I have been using Rancher with AWS for testing container management and I am beginning to build my production environment. I have gone through the HA setup instruction and have Rancher successfully running on 3 hosts with an ELB in front. All seems to be working properly. I have come to the point where I am going to be adding hosts. I saw this Note at the end of the HA instructions.
NOTE:
If you are using AWS, you will need to specify the IP of the hosts that you are adding into Rancher. If you are adding a custom host, you can specify the public IP in the UI and the command to launch Rancher agent will be editted to specify the IP. If you are adding a host through the UI, after the host has been added into Rancher, you will need to ssh into the host to re-run the custom command to re-launch Rancher agent so that the IP is correct.
In my testing environment I have 3 autoscaling groups and launch configurations for three different types of host I want. These the following:
Launches instance from AMI that I pre-created with docker installed. (this instance also has the certificate and settings for my docker registry)
During launch it installs the correct Rancher agent which is configured to have the host labels I want for each group of instances.
This has been working very smoothly. I have my containers configure to run on particular hosts. If a host dies, then it is automatically replaced with with a new host which has the proper label and the container will redistribute to the new host properly.
My question is this:
Judging by the what this HA instructions are saying, it appears that there is something that will need to be done after each host is added. Something related to registering the host IP address. Can you please explain this process and help me find a way to automate that in my autoscaling group/launch configuration.

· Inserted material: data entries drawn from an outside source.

PR #208, opened 2016-02-10
Drop version detection in favor of features, add version support for enum variants

gkoz:
This should ensure better API stability control as described in https://github.com/gtk-rs/gtk/issues/243 (new upstream library versions support should not introduce breaking changes in code that sticks to earlier versions).

### DIFF
--- a/.travis.yml
+++ b/.travis.yml
@@ -5,7 +5,6 @@ rust:
 addons:
   apt:
     packages:
-    - libgtk-3-dev
     - libssh2-1-dev
 script:
   - cargo build --release
--- a/src/codegen/function.rs
+++ b/src/codegen/function.rs
@@ -38,8 +38,7 @@ pub fn generate(w: &mut Write, env: &Env, analysis: &analysis::functions::Info,
 
     try!(writeln!(w, ""));
     try!(cfg_condition(w, &analysis.cfg_condition, commented, indent));
-    try!(version_condition(w, &env.config.library_name,
-        env.config.min_cfg_version, analysis.version, commented, indent));
+    try!(version_condition(w, env.config.min_cfg_version, analysis.version, commented, indent));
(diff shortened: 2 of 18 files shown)


EPashkin:
No problem with code.
2 possible problems with sys generation:
1. Features in 'atk-sys\Cargo.toml` sorted as strings.
2. sys_build build only basic version (3.4)?

gkoz:
> Features in 'atk-sys\Cargo.toml` sorted as strings.

The toml library is the limit factor here. Hopefully a ["round-trippable" fork](https://github.com/vosen/toml_document) will be ready soon.

> sys_build build only basic version (3.4)?

Yeah, I should upgrade the test script.

EPashkin:
Configuring "Gdk.EventType" better moved to `tests\sys\gir-gdk.toml`

EPashkin:
Don't see `touchpad_swipe` and `touchpad_pinch` in `Gdk.EventType` in sys. Seems `gir-files` need update.

gkoz:
That's right. I keep putting off the update to 3.18 because it could break some assumptions in the generator but we should probably try it anyway. And also because the last time I built GTK+ 3.18 it seemed to require an unreleased cairo version.

EPashkin:
Wrong file for `EventType config`? `tests/sys/gir-gdk-pixbuf.toml`

EPashkin:
Thanks.

EPashkin:
We forgot commit `tests/sys/*/Cargo.toml` after rebuild

gkoz:
Hmm yes, although the generator does the right thing to them now, stale manifests could cause problems in the future.

gkoz:
Apparently I haven't researched and tested the linking changes properly so this might have to be reverted, I'll be more sure tomorrow.

PR #209, opened 2016-02-11
Revert "Drop version detection in favor of features, add version support for enum variants"

gkoz:
Backing out the mistaken #208. I'll salvage good commits from it.


EPashkin:
Not better just repush master if it really that bad?

EPashkin:
Or github will be bad with it?

gkoz:
Okay, I suppose it won't affect a lot of people.

gkoz:
Rolled back `master`.

EPashkin:
Will you recreate `version_features` PR with WIP status? Or it unfixable?

gkoz:
Basically removing the build scripts was nonsense, they should at least emit `cargo:rustc-link-lib={package_name}` but perhaps even try calling `pkg-config` (but not fail if it's absent). So that is the part, which needs to be rewritten. The other commits will remain but I might have to resolve some merge conflicts.

PR #211, opened 2016-02-13
Extract equal functionality for config items to macros

EPashkin:


gkoz:
This looks like it could just be a trait, partly because newtypes don't seem to be called for.

src/config/identables.rs
```diff
@@ -0,0 +1,37 @@
...
+                        if let Some(par) = $item::parse(par, object_name) {
+                            v.push(par);
+                        }
+                    }
+                }
+
+                $items(v)
+            }
+
+            pub fn matched(&self, name: &str) -> Vec<&$item> {
```
gkoz: We might try experimenting with trait objects, e.g. would `Box<Iterator<Item = &$item>>` here?

EPashkin:
For trait case needed to many declaration:
only `matches` needed 2 function, for `parse` also 2 functions: 'parse` for item and `from` for items.
```
impl Identable for Function {
    fn ident(&self) -> &Ident { &self.ident }
}

impl Identables for Functions {
    type Item = Function;

    fn iter(&self) -> Iter<Self::Item> { self.0.iter() }
}
```

src/config/identables.rs
EPashkin: Currently it used in `Function::matched_parameters` with `extend_from_slice`

gkoz:
Some of boilerplate would come from the existence of newtypes but is there any point to hiding that `Vec<Function>` is a vector? A blanket implementation for `Vec<T: Parse + AsRef<Ident>>` should do the job.

EPashkin:
You right about unneeded hiding. I add other PR with traits to compare result.

EPashkin:
Closing in favor of #212

PR #212, opened 2016-02-13
Extract equal functionality for config items to traits

EPashkin:
Trait case for #211

### DIFF
--- a/src/config/identables.rs
+++ b/src/config/identables.rs
@@ -1,0 +1,34 @@
+use super::ident::Ident;
+use toml::Value;
+
+pub trait Parse : Sized {
+    fn parse(toml: &Value, name: &str) -> Option<Self>;
+}
+
+pub trait Identables {
+    type Item;
+
+    fn parse(toml: Option<&Value>, object_name: &str) -> Vec<Self::Item>;
+    fn matched(&self, name: &str) -> Vec<&Self::Item>;
+}
+
+impl<T: Parse + AsRef<Ident>> Identables for Vec<T> {
+    type Item = T;
+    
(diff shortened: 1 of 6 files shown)


src/analysis/functions.rs
```diff
@@ -9,6 +9,7 @@ use analysis::return_value;
 use analysis::rust_type::*;
 use analysis::safety_assertion_mode::SafetyAssertionMode;
 use config;
+use config::identables::Identables;
```
gkoz: It might make sense to reexport `Identables` in `mod traits`;

src/config/identables.rs
```diff
@@ -0,0 +1,34 @@
...
+    fn matched(&self, name: &str) -> Vec<&Self::Item>;
+}
+
+impl<T: Parse + AsRef<Ident>> Identables for Vec<T> {
+    type Item = T;
+    
+    fn parse(toml: Option<&Value>, object_name: &str) -> Vec<Self::Item> {
+        let mut v = Vec::new();
+        if let Some(fns) = toml.and_then(|val| val.as_slice()) {
+            for f in fns {
```
gkoz: More generic names for `f` and `fns` would be better.

gkoz:
I like this better than macros.

EPashkin:
Fixed

gkoz:
> It might make sense to reexport `Identables` in mod `traits`

Not sure if you disagree or misunderstood. What I meant is we already import `traits::*` so the `Identables` trait could get imported for free.

EPashkin:
I missed about `mod traits`.

EPashkin:
Reexported

EPashkin:
I also prefer this variant

gkoz:
Thanks!

PR #215, opened 2016-02-19
Build script update

gkoz:
- Update pkg-config to 0.3.7.
- Let pkg-config compare version numbers.
- If pkg-config can't be run emit hardcoded library names.
- On Windows always emit hardcoded library names to avoid the `-lmm32` issue.


EPashkin:
Thanks.

PR #216, opened 2016-02-19
sys build script: avoid duplicate metadata when it's not suppressed

gkoz:
The `!hardcode_shared_libs` branch should not print anything because `pkg_config` does that.


EPashkin:
Thanks

PR #218, opened 2016-02-22
Switch to new rustdoc-stripper interface

gkoz:


gkoz:
Closing to update stripper a bit more.

PR #224, opened 2016-03-03
Docs: include Since and deprecated versions, `[Deprecated]` tags

gkoz:


src/analysis/info_base.rs
```diff
@@ -35,3 +40,29 @@ impl InfoBase {
...
+        .map(|f| f.deprecated_version)
+        .max()
+        .unwrap_or(None);
+    let fn_deprecated_min = functions.iter()
+        .filter(|f| f.visibility == Visibility::Public)
+        .map(|f| f.deprecated_version)
+        .min()
+        .unwrap_or(None);
+    let deprecated_version = deprecated_version.or(fn_deprecated_min.and(fn_deprecated_max));
+    trace!("{}: {:?}", obj.name, deprecated_version);
```
EPashkin: Still needed? If yes add some text inside

gkoz: Sorry, I'll remove this.

EPashkin:
Other looks fine. Thanks.
On results notable changes is adding version condition in mod.rs to `Popover`. 
Apparently before it was not due to lack of version `gtk_popover_get_pointing_to`.

gkoz:
Yeah, that's why I added the object version override, Popover and Gesture need that.

I wonder if I should put `Since:` and `# Deprecated` sections in functions before parameters.

EPashkin:
I don't understand why `Popover` need version override.
Also don't see any changes to `Gir_Gtk.toml`, so can you add version for `Popover` for reference?

gkoz:
You could say overriding `Popover` or `Popover::get_pointing_to` versions has the same effect. It seems simpler and somewhat more consistent with gtkdoc to override the former. But perhaps the proper way would be to overriding each offending function.

EPashkin:
I was missed that version condition was not added but removed.
No question then.
Thanks.

PR #335, opened 2017-04-04
Use FFI instead of Rust types for constants too

sdroege:
Otherwise we will make them to possibly incorrect Rust types, which do
not exist, and by this we map them to the same types as used inside
structs, function parameters, etc.

Case in question was GStreamer's GST_CLOCK_TIME_NONE which is of type
GstClockTime in C. By using the Rust type this would map to "ClockTime",
which does not exist in the FFI bindings.

### DIFF
--- a/src/codegen/sys/lib_.rs
+++ b/src/codegen/sys/lib_.rs
@@ -157,10 +157,11 @@ fn generate_constants(w: &mut Write, env: &Env, constants: &[Constant]) -> Resul
             type_ = "&'static str".into();
             value = format!("r##\"{}\"##", value)
         } else if type_ == "gboolean" {
+            let prefix = if env.config.library_name == "GLib" { "" } else { "glib::" };
             if value == "true" {
-                value = "glib::GTRUE".into();
+                value = format!("{}GTRUE", prefix);
             } else {
-                value = "glib::GFALSE".into();
+                value = format!("{}GFALSE", prefix);
             }
         }
         try!(writeln!(w, "{}pub const {}: {} = {};", comment,
--- a/src/codegen/sys/lib_.rs
+++ b/src/codegen/sys/lib_.rs
@@ -155,10 +155,13 @@ fn generate_constants(w: &mut Write, env: &Env, constants: &[Constant]) -> Resul
         let mut value = constant.value.clone();
         if type_ == "*mut c_char" {
             type_ = "&'static str".into();
-            value = format!("r##\"{}\"##", value);
-        } else if type_ == "Glyph" && env.config.library_name == "Pango"  {
-            //Fix single constant alias
-            type_ = "PangoGlyph".into();
+            value = format!("r##\"{}\"##", value)
+        } else if type_ == "gboolean" {
+            if value == "true" {
+                value = "glib::GTRUE".into();
+            } else {
+                value = "glib::GFALSE".into();
+            }
         }
         try!(writeln!(w, "{}pub const {}: {} = {};", comment,
             constant.c_identifier, type_, value));
--- a/src/codegen/sys/lib_.rs
+++ b/src/codegen/sys/lib_.rs
@@ -2,8 +2,6 @@ use std::collections::HashMap;
 use std::io::{Result, Write};
 use case::CaseExt;
 
-use analysis::ref_mode::RefMode;
-use analysis::rust_type::parameter_rust_type;
 use codegen::general::{self, version_condition};
 use env::Env;
 use file_saver::*;
@@ -145,11 +143,8 @@ fn generate_constants(w: &mut Write, env: &Env, constants: &[Constant]) -> Resul
         try!(writeln!(w, "// Constants"));
     }
     for constant in constants {
-        let direction = ParameterDirection::In;
-        let ref_mode = RefMode::of(&env.library, constant.typ, direction);
         let (mut comment, mut type_) =
-            match parameter_rust_type(env, constant.typ, direction,
-                                      Nullable(false), ref_mode) {
+            match ffi_type(env, constant.typ, &constant.c_type) {
                 Ok(x) => ("", x),
                 x @ Err(..) => ("//", x.into_string()),
             };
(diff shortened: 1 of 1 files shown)


src/codegen/sys/lib_.rs
```diff
@@ -158,7 +153,7 @@ fn generate_constants(w: &mut Write, env: &Env, constants: &[Constant]) -> Resul
             comment = "//";
         }
         let mut value = constant.value.clone();
-        if type_ == "&str" {
+        if type_ == "*mut c_char" {
             type_ = "&'static str".into();
             value = format!("r##\"{}\"##", value);
         } else if type_ == "Glyph" && env.config.library_name == "Pango"  {
```
sdroege: This was probably also the reason for the Pango special case here. Does someone remember/know?

sdroege:
The problem with this here now is that this changes types. What was a i32 constant before will be now a c_int. Arguably that's more correct though.

sdroege:
It also breaks the build for various things, but e.g.
```rust
pub const G_SOURCE_REMOVE: bool = false;
```
seems suboptimal anyway. It's a gboolean (which is a c_int), and which is not necessarily the same as a Rust bool.

src/codegen/sys/lib_.rs
EPashkin: Yes, it was due Rust types used. Can be removed in this PR.

EPashkin:
@sdroege Seems for `gboolean` constants you need use `GTRUE` in case of glib or `glib::GTRUE` for all others, may be it need changed just to 0/1, but I prefer named. Not fully sure about 1, but `GTRUE` defined that way.
All other changes in https://github.com/gtk-rs/sys look good for me, thanks

sdroege:
Yes it would have to be GTRUE, and that's better/more descriptive than 0/1 :) I'll change that if you generally agree with this change and are not worried about the API changes in all generated -sys bindings.

sdroege:
And one thing that is also not ideal yet IMHO is that C string literal constants are converted to Rust string literals. They're unfortunately not equivalent, the latter missing the terminating '\0'. So for directly passing the string constants to C functions you still need to go through CString.

They could probably be changed to ASCII string literals in Rust: b"blablabla\0"

EPashkin:
Int constant IMHO stays same.
`bool` constants seems don't used in RUST code as all gtk builds after `GTRUE` fix.
So I agree with this change.

About non raw literals: currently I think that `"text".to_glib_none().0` is normal in fii call and adding '\0' not needed.

cc @GuillaumeGomez

GuillaumeGomez:
So I'm not sure to follow completely in here. As I understood, it means that it'll expose c types like `c_int`? If that's the case I'm against it. Otherwise it's fine for me.

sdroege:
> About non raw literals: currently I think that "text".to_glib_none().0 is normal in fii call and adding '\0' not needed.

Yes but that involves dynamic memory allocations, or not? Which seems unnecessary if these constants are just being passed to the C functions anyway.

> So I'm not sure to follow completely in here. As I understood, it means that it'll expose c types like c_int?

It does expose c_int for constants that were i32 before, yes. Just like it already uses c_int for function arguments and struct fields.

If I'm not mistaken this is also more correct as c_int is guaranteed to be the same as a C "int", but a C "int" might not be the same as a "i32". (It however is for all platforms currently supported by GLib).

sdroege:
>>    About non raw literals: currently I think that "text".to_glib_none().0 is normal in fii call and adding '\0' not needed.

> Yes but that involves dynamic memory allocations, or not? Which seems unnecessary if these constants are just being passed to the C functions anyway.

One solution for this would be to append an explicit \0 to the string constants. Then you could directly use str::as_bytes() and pass that to the C functions without any dynamic memory allocations.

GuillaumeGomez:
Actually I never paid attention to our string constants, I'm suprised to see how we handle them: why not just writing for example:

```rust
b"text\0".as_ptr() as *const c_char
```

? (just as @sdroege proposed)

sdroege:
I'm working on a pull request for that one btw, a bit tricky in the details.

EPashkin:
I not against use binary string, just don't forget escape it in case. This was removed in https://github.com/gtk-rs/gir/pull/84/commits/9defa38e7dd18c0818e2560b7534ebb9ea87e068

sdroege:
With my pending 3 pull requests I have my "gstreamer-sys" building without errors and warnings btw.

So the remaining question here is whether using c_int instead of i32 is acceptable for constants. I'd say yes, as a) the same is done in structs/functions already and b) it's more correct (a C int is a c_int, not necessarily a i32). @GuillaumeGomez what is your reasoning for preferring i32 here?

GuillaumeGomez:
My only problem is for functions/methods arguments. I have no issue with constants.

sdroege:
For functions it is already using c_int before my changes

GuillaumeGomez:
I know... So if your change is only for constant, it's ok for me. I thought it was more global, my bad.

sdroege:
Great, thanks for looking! I'll fix the remaining unit test failures then

src/codegen/sys/lib_.rs
```diff
@@ -158,12 +153,15 @@ fn generate_constants(w: &mut Write, env: &Env, constants: &[Constant]) -> Resul
...
+        if type_ == "*mut c_char" {
             type_ = "&'static str".into();
-            value = format!("r##\"{}\"##", value);
-        } else if type_ == "Glyph" && env.config.library_name == "Pango"  {
-            //Fix single constant alias
-            type_ = "PangoGlyph".into();
+            value = format!("r##\"{}\"##", value)
+        } else if type_ == "gboolean" {
+            if value == "true" {
+                value = "glib::GTRUE".into();
```
EPashkin: IMHO here need switch as glib don't need `glib::` (with `env.config.library_name` or https://github.com/gtk-rs/gir/blob/074a1ca9ddd13ae82fccdfd74070696734f72fb5/src/analysis/namespaces.rs#L85 + library::MAIN_NAMESPACE)

EPashkin:
@sdroege Thanks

Also, this is the custom script that is generated from my new Rancher HA server when I click on add a custome host: sudo docker run -d --privileged -e CA_FINGERPRINT="AF:6C:75:7B:BC:C1:36:23:F8:0F:78:D4:01:65:B3:18:7D:43:C6:DC" -v /var/run/docker.sock:/var/run/docker.sock -v /var/lib/rancher:/var/lib/rancher rancher/agent:v1.0.1 https://rch.domain.com/v1/scripts/CAFBBFUGJA996B76E2:1463504400000:8aiktUisghh3QbKOfi5FwyyfX8A
As of this time I cannot connect to the server over https:// so this will not work. I suspect my load balancer is not pointing to the correct port. I have it set to direct 80 > 18080 but I do not know which port to direct it to for https. These are the ports that the rancher server has opened:
Any help? The documentation for HA setup does not really state what ports to set for the load balancer but I found another post that said it should be 80 > 81 and 443 > 444. This did not work. I can access the HA server only because I have pointed 80 > 18080
Something is clearly not right with the networking.
I followed the directions and removed all the containers and restarted, specifying to user v1.0.1.
remove all containers
$ docker rm -f $(docker ps -a -q)
launch rancher server
$ ./rancher-ha.sh rancher/server:v1.0.1
I can indeed connect over port 80 now with my LoadBalancer set to 80 > 80.
But when I try to connect to https: I get an error that the certificate is invalid. When I look at the certificate, this is what I see.
I really want to stick with the stable release 1.0.1 if I can. I am trying to build a production environment. I am also on docker version 1.10.3. I encountered problems with 1.11 in trying to implement ConvoyFS. So I would like to know the best way to get this working in that scenario.
Is it possible, with the instruction you gave me, or is HA not possible with this version?
HA + SSL + ELB is not possible in 1.0.1 because the proxy-protocol port (444) returns responses that say http/ws instead of https/wss. This is fixed in 1.0.2, along with a short list of other changes.